From the study, nobody had triple infections of HBV, HCV and HIV, however, Ezechi OC and Colleagues from Lagos, South West Nigeria reported a prevalence of 0.08% with triple infections of HBV, HCV and HIV [17]. Also reported was 0.1% with triple infections of HBV, HCV and HIV at Ibadan, South West Nigeria suggesting that all 3 co-infections in pregnant women is uncommon in our settings [21]. From the study a total of 137 (91.3%) women out of the 150 that participated were followed up until delivery while 13 (8.7%) women were lost to follow-up. There was no significant difference in birth outcomes in terms of birth weight, preterm delivery placenta weight and admission into NICU between women with HIV/HBV co-infection and other women. There was no neonatal death. This is similar to the findings by Connell LE and colleagues from Florida USA, Tseky and colleagues from Queen Mary hospital Hong-Kong, Lobstein S and colleagues from Eastern part of Germany and Wong S and Colleagues from Hong Kong, China. This could be explained by the long standing use and compliance to HAART therapy. Immunological explanation is that most adults infected HBV are able to clear their infection spontaneously, resulting in lifelong protective immunity [30].

6. Conclusions

Even with the high prevalence of 4.7% for HBV and 0.7% for HCV in this study, there was no significant association between HBV and HIV co infected pregnant women on HAART and adverse pregnancy outcome.

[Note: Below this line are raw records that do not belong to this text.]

PR #106, opened 2021-02-25
Changes for bare-metal

cwize1:
Haven't been able to test these changes yet. Just opening a draft PR to check with people if these changes make sense.


cloud/services/virtualmachines/virtualmachines.go
```diff
@@ -180,27 +196,138 @@ func (s *Service) Reconcile(ctx context.Context, spec interface{}) error {
...
+					AdminPassword:      virtualMachine.VirtualMachineProperties.OsProfile.AdminPassword,
+					CustomData:         virtualMachine.VirtualMachineProperties.OsProfile.CustomData,
+					LinuxConfiguration: virtualMachine.VirtualMachineProperties.OsProfile.LinuxConfiguration,
+				},
+				NetworkProfile: &compute.BareMetalMachineNetworkProfile{
+					NetworkInterfaces: vmNetworkInterfacesToBareMetal(virtualMachine.VirtualMachineProperties.NetworkProfile.NetworkInterfaces),
+				},
+				HardwareProfile: &compute.BareMetalMachineHardwareProfile{
+					MachineSize: &compute.BareMetalMachineSize{
+						CpuCount: virtualMachine.VirtualMachineProperties.HardwareProfile.CustomSize.CpuCount,
```
jiria, line 266: We probably should not override this, right? This should come from MOC.

cloud/services/virtualmachines/virtualmachines.go
```diff
@@ -180,27 +196,138 @@ func (s *Service) Reconcile(ctx context.Context, spec interface{}) error {
...
+				SecurityProfile:   virtualMachine.VirtualMachineProperties.SecurityProfile,
+				Host:              virtualMachine.VirtualMachineProperties.Host,
+				ProvisioningState: virtualMachine.VirtualMachineProperties.ProvisioningState,
+				Statuses:          virtualMachine.VirtualMachineProperties.Statuses,
+			}
+
+			// Try to apply the update.
+			_, err := s.BareMetalClient.CreateOrUpdate(ctx, resourceGroup, *bareMetalMachine.Name, &bareMetalMachine)
+			if mocerrors.IsInvalidVersion(err) {
+				// Another entity claimed the machine. Keep searching.
```
jiria, line 280: Not necessarily, some other update could have happened. We might not want to give up, though your top level for loop will resolve that.

cloud/services/virtualmachines/virtualmachines.go
```diff
@@ -180,27 +196,138 @@ func (s *Service) Reconcile(ctx context.Context, spec interface{}) error {
...
+				continue
+			} else if err != nil {
+				return nil, err
+			}
+
+			// Success!
+			return &bareMetalMachine, nil
+		}
```
jiria, line 288: Should we sleep for a bit here? Maybe not if an entity was found, but failed on version. But otherwise, probably busy looping might not be good idea.

cloud/services/virtualmachines/virtualmachines.go
```diff
@@ -180,27 +196,138 @@ func (s *Service) Reconcile(ctx context.Context, spec interface{}) error {
...
+		bareMetalMachineCount = len(*bareMetalMachineList)
+
+		// Go through list and try to find an unused machine.
+		for _, bareMetalMachine := range *bareMetalMachineList {
+			if isBareMetalMachineInUse(&bareMetalMachine) {
+				// Machine is already in use. Keep searching.
+				continue
+			}
+
+			unusedFound = true
```
jiria, line 243: This does not seem to add any value at the moment.

cloud/services/virtualmachines/virtualmachines.go
```diff
@@ -180,27 +196,138 @@ func (s *Service) Reconcile(ctx context.Context, spec interface{}) error {
...
+				},
+				OsProfile: &compute.BareMetalMachineOSProfile{
+					ComputerName:       virtualMachine.VirtualMachineProperties.OsProfile.ComputerName,
+					AdminUsername:      virtualMachine.VirtualMachineProperties.OsProfile.AdminUsername,
+					AdminPassword:      virtualMachine.VirtualMachineProperties.OsProfile.AdminPassword,
+					CustomData:         virtualMachine.VirtualMachineProperties.OsProfile.CustomData,
+					LinuxConfiguration: virtualMachine.VirtualMachineProperties.OsProfile.LinuxConfiguration,
+				},
+				NetworkProfile: &compute.BareMetalMachineNetworkProfile{
+					NetworkInterfaces: vmNetworkInterfacesToBareMetal(virtualMachine.VirtualMachineProperties.NetworkProfile.NetworkInterfaces),
```
jiria, line 262: To anybody who knows. Does CAPH+MOC have functionality to specify static IPs?

jiria (commented):
Looking good from my perspective (though I am also still learning here).

cloud/services/virtualmachines/virtualmachines.go
cwize1: Good call.

cloud/services/virtualmachines/virtualmachines.go
cwize1: Correct. Though I was aiming for a simplified comment. I will extend the comment to be more specific.

cloud/services/virtualmachines/virtualmachines.go
cwize1: Eh, if* this code ever has efficiency issues then we should probably change the cloud agent API to allow a bare-metal machine to be acquired instead of having the controller search for an unused machine. 

*when

cloud/services/virtualmachines/virtualmachines.go
cwize1: `unusedFound` is set to `false` when the `for` loop loops round.

cloud/services/virtualmachines/virtualmachines.go
cwize1: Also, from the comment below, you are misreading how `unusedFound` is used. `unusedFound` will prevent this from looping ad infinitum, except in the edge case where there is massive churn in the bare-metal machines.

cloud/services/virtualmachines/virtualmachines.go
jiria: I think I am still having problem understanding the logic. Would not the top level for loop only ever allow for a single iteration?

cwize1: Opps, my logic is broken. `unusedFound` should be set to `false` at the start of an iteration not at the end.

cloud/services/virtualmachines/virtualmachines.go
```diff
@@ -315,7 +321,9 @@ func (s *Service) Delete(ctx context.Context, spec interface{}) error {
 	switch vmSpec.MachineType {
 	case infrav1.MachineTypeBareMetal:
 		klog.V(2).Infof("deleting bare-metal machine %s ", vmSpec.Name)
-		err = s.BareMetalClient.Delete(ctx, s.Scope.GetResourceGroup(), vmSpec.Name)
+		if vmSpec.ResourceName != "" {
+			err = s.BareMetalClient.Delete(ctx, s.Scope.GetResourceGroup(), vmSpec.ResourceName)
```
jiria, line 325: I wonder if this should be just update on BMM entity to clear it, as opposed to delete it altogether. But fine for the initial round.

cwize1: Yes, you are right.

api/v1alpha3/azurestackhcivirtualmachine_types.go
```diff
@@ -75,11 +75,11 @@ type AzureStackHCIVirtualMachineStatus struct {
 	// +optional
 	Conditions clusterv1.Conditions `json:"conditions,omitempty"`
 
-	// ResourceName is the name resource used by the machine.
+	// BackingResourceName is the name resource used by the machine.
```
jiria, line 78: Should we call it MocRresourceName?

cwize1: I am fine with either.

hack/tools/go.mod
```diff
@@ -21,7 +21,7 @@ require (
 	golang.org/x/time v0.0.0-20191024005414-555d28b269f0 // indirect
 	k8s.io/code-generator v0.18.0-alpha.2.0.20200130061103-7dfd5e9157ef
 	sigs.k8s.io/cluster-api/hack/tools v0.0.0-20200319204836-a97903fa1e7e
-	sigs.k8s.io/controller-tools v0.2.6
+	sigs.k8s.io/controller-tools v0.2.9
```
cwize1, line 24: FYI: I was getting weird build errors when trying to update the generated stuff. Bumping this to the latest patch version seemed to fix the problem.

config/crd/bases/infrastructure.cluster.x-k8s.io_azurestackhciclusters.yaml
```diff
@@ -249,41 +258,56 @@ spec:
...
               conditions:
-                description: Conditions defines current service state of the cluster.
+                description: Conditions defines current service state of the AzureStackHCICluster.
                 items:
-                  description: Condition defines an observation of a Cluster API resource operational state.
+                  description: Condition defines an observation of a Cluster API resource
+                    operational state.
                   properties:
                     lastTransitionTime:
-                      description: Last time the condition transitioned from one status to another. This should be when the underlying condition changed. If that is not known, then using the time when the API field changed is acceptable.
```
cwize1, line 257: FYI: These formatting changes are a result of updating the patch version of the `controller-tools` tool.

jiria (approved):

nwoodmsft:
Will be taking a look today, please do not merge until you have sign-off from either Zach or I.

api/v1alpha3/azurestackhcivirtualmachine_types.go
nwoodmsft: MOC isn't really mentioned in the CRDs, we usually expose up as AzureStackHci and keep MOC as more of an internal detail.

I'd suggest any of:
* ResourceName
* AzureStackHciResourceName
* CloudResourceName

api/v1alpha3/types.go
```diff
@@ -247,3 +247,15 @@ const (
 	// AzureStackHCIClusterPhaseUnknown is returned if the Cluster state cannot be determined.
 	AzureStackHCIClusterPhaseUnknown = AzureStackHCIClusterPhase("")
 )
+
+// HostType specifies what type of machine a node should be deployed on.
+type HostType string
+
+const (
+	// HostTypeVM specifies that the node should be deployed on a virtaul machine.
```
nwoodmsft, line 255: Nit: typo "virtaul"

hack/tools/go.mod
zawachte-msft: thanks. 0.2.9 is good.

zawachte-msft: imo controller-tools shouldn't even be in the go.mod. while controller-gen is needed to build the manifest, its not needed for the manager code.

cloud/services/virtualmachines/virtualmachines.go
nwoodmsft: Yes it does. We support static ip deployments in AKS HCI today (https://docs.microsoft.com/en-us/azure-stack/aks-hci/concepts-networking#virtual-networks). There is a property on network interface to specify a static ip and there is also a way on the vnet to mark the subnet as static so that all nics connected to that vnet receive static ip allocations from it.

cloud/services/virtualmachines/virtualmachines.go
```diff
@@ -180,27 +203,138 @@ func (s *Service) Reconcile(ctx context.Context, spec interface{}) error {
...
+			} else if err != nil {
+				return nil, err
+			}
+
+			// Success!
+			return &bareMetalMachine, nil
+		}
+	}
+
+	return nil, mocerrors.Wrapf(mocerrors.OutOfCapacity, "No free bare-metal nodes. Total nodes [%d]", bareMetalMachineCount)
```
nwoodmsft, line 295: Nit: I don't see value add from using mocerrors here as it just calls errors.Wrapf underneath. We directly use errors.Wrapf elsewhere in the file and can do that here too.

hack/tools/go.mod
cwize1: Note that this is the `/hack/tools/go.mod` file, not the `/go.mod` file. Also, the `Makefile` uses this to compile a specific version of `controller-gen` that it uses for the rest of the build. This ensures that `controller-gen` version is consistent across all machines. I believe this setup was inherited from the CAPI provider template.

zawachte-msft: probably inherited from CAPZ. but they cleaned this up a while back... we should too.

zawachte-msft: I will clean in a future pr. Thanks for bumping up!

zawachte-msft:
If this is the route we are taking for implementation. Should we just bite the bullet and rename AzureStackHCIVirtualMachineSpec?

I thought the implementation would be to have another controller for AzureStackHCIBareMentalMachine or something like that? 

But if this the path we want let's just change the AzureStackHCIVirtualMachine to something more generic before we lock in the v1 APIS?

PR #111, opened 2021-04-02
AzureStackHciLoadBalancer scale and upgrade support

nwoodmsft:
This PR adds additional support to AzureStackHciLoadBalancer for:

* Rolling upgrade
* Scale up/down
* Conditions (LoadBalancerInfrastructureReady, LoadBalancerReplicasReady)
* AzureStackHciCluster to wait for loadbalancer infrastructure to be ready
* Phases
* Events
* Fixed logging key/value duplication

With this PR...

**kubectl get azurestackhciloadbalancer**

```
NAME                    PHASE       IP           PORT   REPLICAS   CREATED   READY   UNAVAILABLE
cluster-load-balancer   upgrading   172.2.25.1   6443   1          2         1
```

**kubectl get events**

```
16m         Normal    LoadBalancerReady                   azurestackhciloadbalancer/cluster-load-balancer                       AzureStackHCILoadBalancer cluster-load-balancer is ready
6m2s        Normal    UpgradingLoadBalancer               azurestackhciloadbalancer/cluster-load-balancer                       Upgrading AzureStackHCILoadBalancer cluster-load-balancer
6m2s        Normal    ScalingUpLoadBalancer               azurestackhciloadbalancer/cluster-load-balancer                       Scaling up AzureStackHCILoadBalancer cluster-load-balancer
3m2s        Normal    ScalingDownLoadBalancer             azurestackhciloadbalancer/cluster-load-balancer                       Scaling down AzureStackHCILoadBalancer cluster-load-balancer
```

**conditions / phase**

```
"conditions": [
	{
		"lastTransitionTime": "2021-04-02T00:18:36Z",
		"reason": "NoReplicasReady",
		"severity": "Info",
		"status": "False",
		"type": "LoadBalancerInfrastructureReady"
	},
	{
		"lastTransitionTime": "2021-04-02T00:19:27Z",
		"reason": "ScalingUp",
		"severity": "Info",
		"status": "False",
		"type": "LoadBalancerReplicasReady"
	}
],
"phase": "provisioning",
```


controllers/azurestackhcicluster_controller.go
```diff
@@ -226,12 +227,6 @@ func (r *AzureStackHCIClusterReconciler) reconcileAzureStackHCILoadBalancer(clus
 		return true, nil
 	}
 
-	// if there are some existing control plane endpoints, skip AzureStackHCILoadBalancer reconcile
```
pradipd, line 229: Will there be a way to specify no load balancers?

controllers/azurestackhciloadbalancer_controller.go
```diff
@@ -93,8 +91,9 @@ func (r *AzureStackHCILoadBalancerReconciler) Reconcile(req ctrl.Request) (_ ctr
 		return reconcile.Result{}, fmt.Errorf("Expected Cluster OwnerRef is missing from AzureStackHCILoadBalancer %s", req.Name)
 	}
 
-	azureStackHCICluster := &infrav1.AzureStackHCICluster{}
+	logger = logger.WithValues("cluster", cluster.Name)
```
pradipd, line 94: what does this do?

pradipd: or rather, why do we have to reassign logger.
Can we just do 
```
logger.WithValue()
```

controllers/azurestackhciloadbalancer_controller.go
```diff
@@ -145,113 +148,73 @@ func (r *AzureStackHCILoadBalancerReconciler) Reconcile(req ctrl.Request) (_ ctr
...
 
-	vm, err := r.reconcileNormalVirtualMachine(loadBalancerScope, clusterScope)
-	if err != nil {
-		if apierrors.IsAlreadyExists(err) {
-			clusterScope.Info("AzureStackHCIVirtualMachine already exists")
-			return reconcile.Result{}, nil
-		}
+	if lbs.AzureStackHCILoadBalancer.Spec.Replicas == nil {
+		err := errors.Errorf("No replica count was specified for loadbalancer %s", lbs.Name())
+		r.Recorder.Eventf(lbs.AzureStackHCILoadBalancer, corev1.EventTypeWarning, "InvalidConfig", err.Error())
```
pradipd, line 163: Are nil and 0 considered the same?
The mgmt cluster won't have an LB, so, I hope this won't spam the event log

controllers/azurestackhciloadbalancer_controller.go
```diff
@@ -145,113 +148,73 @@ func (r *AzureStackHCILoadBalancerReconciler) Reconcile(req ctrl.Request) (_ ctr
...
-		r.Recorder.Eventf(loadBalancerScope.AzureStackHCILoadBalancer, corev1.EventTypeWarning, "FailureReconcileLB", errors.Wrapf(err, "Failed to reconcile AzureStackHCILoadBalancer").Error())
+		r.Recorder.Eventf(lbs.AzureStackHCILoadBalancer, corev1.EventTypeWarning, "FailureReconcileLB", errors.Wrapf(err, "Failed to reconcile LoadBalancer service").Error())
+		conditions.MarkFalse(lbs.AzureStackHCILoadBalancer, infrav1.LoadBalancerInfrastructureReadyCondition, infrav1.LoadBalancerServiceReconciliationFailedReason, clusterv1.ConditionSeverityWarning, err.Error())
 		return reconcile.Result{}, err
 	}
 
-	// wait for ip address to be exposed
-	if loadBalancerScope.Address() == "" {
-		err := r.reconcileLoadBalancerAddress(loadBalancerScope, clusterScope)
+	if lbs.Address() == "" {
```
pradipd, line 182: This seems like an odd pattern.
if address is empty
   reconileAddress()
   check if address is empty

Shouldn't all this logic belong in reconcileLBServiceStatus

controllers/azurestackhciloadbalancer_controller.go
```diff
@@ -262,14 +225,18 @@ func (r *AzureStackHCILoadBalancerReconciler) reconcileLoadBalancerAddress(loadB
...
+	if loadBalancerScope.Address() == "" {
+		loadBalancerScope.SetAddress(*((*lb.FrontendIPConfigurations)[0].IPAddress))
+	}
+
+	loadBalancerScope.SetReadyReplicas(int32(lb.ReplicationCount))
 	return nil
 }
 
-func (r *AzureStackHCILoadBalancerReconciler) reconcileLoadBalancer(loadBalancerScope *scope.LoadBalancerScope, clusterScope *scope.ClusterScope) error {
+func (r *AzureStackHCILoadBalancerReconciler) reconcileLoadBalancerService(loadBalancerScope *scope.LoadBalancerScope, clusterScope *scope.ClusterScope) error {
```
pradipd, line 239: nit: I think reconcileLoadBalancerObject is a little more consistent with our jargon.  We usually talk about the load balancer object being created.

controllers/azurestackhciloadbalancer_controller.go
```diff
@@ -287,50 +254,28 @@ func (r *AzureStackHCILoadBalancerReconciler) reconcileLoadBalancer(loadBalancer
...
-			if !apierrors.IsNotFound(err) {
-				return errors.Wrapf(err, "failed to get AzureStackHCIVirtualMachine %s", vmName)
-			}
-		}
-	}
-
-	return nil
-}
-
 func (r *AzureStackHCILoadBalancerReconciler) reconcileDeleteLoadBalancer(loadBalancerScope *scope.LoadBalancerScope, clusterScope *scope.ClusterScope) error {
```
pradipd, line 279: nit: I suppose this should be reconcileDeleteLoadBalancer*Service* to be consistent with reconcileLoadBalancer*Service*

controllers/azurestackhciloadbalancer_virtualmachine.go
```diff
@@ -0,0 +1,346 @@
...
+		if err != nil {
+			return reconcile.Result{}, errors.Wrapf(err, "failed to scale up loadbalancer")
+		}
+
+		return reconcile.Result{Requeue: true, RequeueAfter: time.Minute}, nil
+	}
+
+	// check if we need to scale down
+	if r.isScaleDownRequired(lbs) {
+		if !r.replicasAreUpgrading(lbs) {
```
pradipd, line 77: why is the scale down condition conditional on whether we are upgrading?  i.e. why not always add this condition?

controllers/azurestackhcicluster_controller.go
nwoodmsft: To properly support scale, yes you can do that. The LoadBalancerInfrastructureReady condition will show that there are no replicas available.

controllers/azurestackhciloadbalancer_controller.go
nwoodmsft: Same pattern from other controllers across CAPH. Previously this LB code was duplicating fields in the output (e.g. the LB name would appear twice).

nwoodmsft: We're basically adding a new field that we want the logger to always output (in this case, the cluster name). I believe the assignment is necessary to update the logger, at least that was my read on it.

controllers/azurestackhciloadbalancer_controller.go
nwoodmsft: There is no AzureStackHciLoadBalancer resource specified in the mgmt yaml. Cloud Operator PR removes it. All tested.

nwoodmsft: nil and zero are not the same. Zero is allowed during scaling of a k8s resource. Nil is invalid as the caller never specified a replica count for the LB.

nwoodmsft: Note though, that the CRD defaults to 1 replica...so if we see a nil it's a strange case. Just handling it in case.

controllers/azurestackhciloadbalancer_controller.go
nwoodmsft: Object feels to vague for me inside of a kubernetes controller. From CAPH's perspective, we always refer to "cloud services" and we call into services to create MOC entities. This is an existing naming pattern.

controllers/azurestackhciloadbalancer_virtualmachine.go
nwoodmsft: This was just to preserve the condition reason during upgrade (inside the "if" we are just updating a condition, not taking any other action). 

An upgrade is really just an orchestrated scale up followed by a scale down (multiple times until everything is upgraded via this rolling strategy). During the upgrade flow, we ideally want the condition reason to show that we are "upgrading" and not to flipflop between scaling up / scaling up (i'd prefer those condition reasons to only be present when we are scaling due to a requested scale operation).

Let me check though...this same if statement should probably be present on ScaleUp too. I need to check why it isn't.

controllers/azurestackhciloadbalancer_controller.go
nwoodmsft: Sure can update

controllers/azurestackhciloadbalancer_controller.go
nwoodmsft: I looked at this again. but the pattern looks the same as before and it seems to make sense to me at least :D

1) Reconcile the service (i.e. create the LB cloud resource). If it fails, log an event and change the condition to indicate that LB service reconciliation failed.

2) If the service was successfully reconciled, check to see if the LB has an address yet. If not, we reconcile status from the service (i.e. gather latest info about the LB including  addresses, replica counts etc). If that fails, we log an event and change the condition to indicate that LB service status reconciliation failed. If it succeeded, we check to see if we now have an address for the LB. If no address is present, we change the condition to indicate that the address is unavailable.

3) If the service status was reconciled and we have an address, we now look at replicas to make sure we have at least one replica servicing the LB. If no replicas are ready, we change the condition to indicate that no replicas are ready. If we have at least one replica ready then we change the condition to indicate that the LB is ready + log an event.

controllers/azurestackhciloadbalancer_controller.go
pradipd: ok. just want to make sure.

controllers/azurestackhciloadbalancer_controller.go
pradipd: ok. just curious

controllers/azurestackhciloadbalancer_controller.go
pradipd: ok.

controllers/azurestackhciloadbalancer_virtualmachine.go
pradipd: Ah, I see.  Maybe just a small comment would help the next person.

pradipd (approved):

zawachte-msft (approved):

Emphasis, however, must be on routine screening of all pregnant women for HBV and HCV with prompt referral and treatment to reduce perinatal transmission.

7. Recommendations

Besides the routine antenatal HbsAg and hepatitis C antibody as markers for screening for HBV and HCV respectively, positive patients should always be evaluated further on other serum markers of hepatitis B, in order to ascertain the serological evidence of active or past infection or prior immunization for HBV.